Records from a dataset
+++++

PR #1179, opened 2020-06-19
fix(storage-proofs-porep): use file locking for cache generation

dignifiedquire:


storage-proofs/core/src/parameter_cache.rs
```diff
@@ -25,7 +25,7 @@ pub const PARAMETER_METADATA_EXT: &str = "meta";
 pub const VERIFYING_KEY_EXT: &str = "vk";
 
 #[derive(Debug)]
-struct LockedFile(File);
+pub struct LockedFile(File);
```
porcuquine, line 28: This might belong in a more general place if being used elsewhere now, too. Let's consider moving later.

+++++

- [TASK OBJECTIVE]: Each entry shown above is to be duplicated exactly.

- [OUTPUT]:
PR #1179, opened 2020-06-19
fix(storage-proofs-porep): use file locking for cache generation

dignifiedquire:


storage-proofs/core/src/parameter_cache.rs
```diff
@@ -25,7 +25,7 @@ pub const PARAMETER_METADATA_EXT: &str = "meta";
 pub const VERIFYING_KEY_EXT: &str = "vk";
 
 #[derive(Debug)]
-struct LockedFile(File);
+pub struct LockedFile(File);
```
porcuquine, line 28: This might belong in a more general place if being used elsewhere now, too. Let's consider moving later.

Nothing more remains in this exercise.